Home / reference / migration-2
Migrate to 2.0#
Icechunk 2.0 uses a new storage format (spec version 2). Existing repositories created with Icechunk 1.x can be automatically upgraded to version 2.0 using the upgrade_icechunk_repository() function. This migration only uses repository metadata, and it will not read or write any chunks.
Warning
This is an administrative operation. It must be executed in isolation — no other readers or writers should be accessing the repository during the migration. Any writes made during the migration may be lost.
import icechunk as ic
# Open the v1 repository
storage = ic.s3_storage(
bucket="my-bucket",
prefix="my-repo",
region="us-east-1",
)
repo = ic.Repository.open(storage)
# You can use `dry_run=True` to test the migration process without writing the
# icechunk version 2 specific files. `dry_run=False` will run the migration
# and when complete will not be reversible.
migrated_repo = ic.upgrade_icechunk_repository(repo, dry_run=False)
assert migrated_repo.spec_version == 2
# Use migrated_repo from here on — the original `repo` object is invalidated
session = migrated_repo.writable_session("main")
Parameters#
| Parameter | Default | Description |
|---|---|---|
repo | (required) | The v1 repository to migrate. |
dry_run | (required) | If True, it attempts the migration without writing version 2 specific files, leaving the v1 repo in place |
delete_unused_v1_files | True | Remove legacy v1 metadata files after migration. |
prefetch_concurrency | 64 | Number of snapshots to fetch concurrently while migrating. Lower this for environments that cannot fit many snapshots in memory. |
How it works#
The migration reads all snapshots pointed to by branches and tags, and collects them into the new version 2 schema with a reconstructed ops log. If successful and delete_unused_v1_files=True, the legacy v1 metadata files are removed.

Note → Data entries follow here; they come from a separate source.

PR #4747, opened 2017-03-10
Show disable delete btn cat

gsambrotta:
It show disabled button when category cannot be deleted.
On hover or on tap of the button, it will show explanatory tooltip.
 Steps to reproduce:
- go to a category main page. Category must have some old posts inside
- Edit the category
- Corner right of the modal edit-category, you should now see a buttons instead of text.
- Hover or tap on this button to see more info.

Reference isssue: https://meta.discourse.org/t/show-disabled-delete-button-when-category-cant-be-deleted/58199/2

screen shot 2017-03-10 at 14 02 39

### DIFF
--- a/app/assets/javascripts/discourse/controllers/edit-category.js.es6
+++ b/app/assets/javascripts/discourse/controllers/edit-category.js.es6
@@ -8,6 +8,7 @@ export default Ember.Controller.extend(ModalFunctionality, {
   saving: false,
   deleting: false,
   panels: null,
+  hiddenTooltip: true,
 
   _initPanels: function() {
     this.set('panels', []);
@@ -16,6 +17,7 @@ export default Ember.Controller.extend(ModalFunctionality, {
   onShow() {
     this.changeSize();
     this.titleChanged();
+    this.set('hiddenTooltip', true);
   },
 
   changeSize: function() {
@@ -101,6 +103,13 @@ export default Ember.Controller.extend(ModalFunctionality, {
           self.set('deleting', false);
         }
       });
+    },
+
+    toggleDeleteTooltip() {
+      // check if is touch device
+      if ( $('html').hasClass('discourse-touch') ) {
+        this.toggleProperty('hiddenTooltip');
+      }
     }
   }
 
--- a/app/assets/stylesheets/mobile/modal.scss
+++ b/app/assets/stylesheets/mobile/modal.scss
@@ -38,7 +38,7 @@
   width: 95%;
 }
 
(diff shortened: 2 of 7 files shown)


coding-horror:
Looks really good, visually at least!

app/assets/javascripts/discourse/controllers/edit-category.js.es6
```diff
@@ -101,6 +101,19 @@ export default Ember.Controller.extend(ModalFunctionality, {
           self.set('deleting', false);
         }
       });
+    },
+
+    showTooltip() {
```
SamSaffron: I think a much cleaner way of doing this would be to bind the classname to .cannot_delete_reason, then the action can simply toggle the class name, perhaps something along these lines

```
class="{{if deleteHidden "hidden" ""}}"
```

As a rule we prefer only to reach in to $ if we have no other option

app/assets/stylesheets/mobile/modal.scss
```diff
@@ -135,6 +135,35 @@
   }
 }
```
SamSaffron: there seems to be a fair bit in common with mobile and desktop here, can any of the duplicate stuff be moved to modal common or something?

gsambrotta: Sure! I didn't notice there was `common/modal.scss`

app/assets/javascripts/discourse/controllers/edit-category.js.es6
```diff
@@ -101,6 +102,18 @@ export default Ember.Controller.extend(ModalFunctionality, {
...
+    },
+
+    showDeleteTooltip() {
+      // check if is touch device
+      if ($('html').hasClass('discourse-touch')) {
+
+        if(this.get('hiddenTooltip')){
+          this.set('hiddenTooltip', false);
+        } else {
+          this.set('hiddenTooltip', true);
```
gsambrotta: @SamSaffron I improve the actions as you suggest. I notice my code wasn't following the rest but i needed little guide on how to improve it. So thank you for the hint.
Let me know if now looks better

SamSaffron: Thanks heaps, yes, much better

Can you try? 

```
this.toggleProperty('hiddenTooltip') ;
```

gsambrotta:
@SamSaffron thanks again for the tip. What about now?

SamSaffron:
looks good, thanks!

If something goes wrong at any step, the repository is left in a working state.
Note
The migration is usually fast, but can take several minutes for repositories with thousands of snapshots.
After migration#
The original repo object is invalidated after migration. Any attempt to use it will raise a RuntimeError. Always use the new Repository object returned by upgrade_icechunk_repository().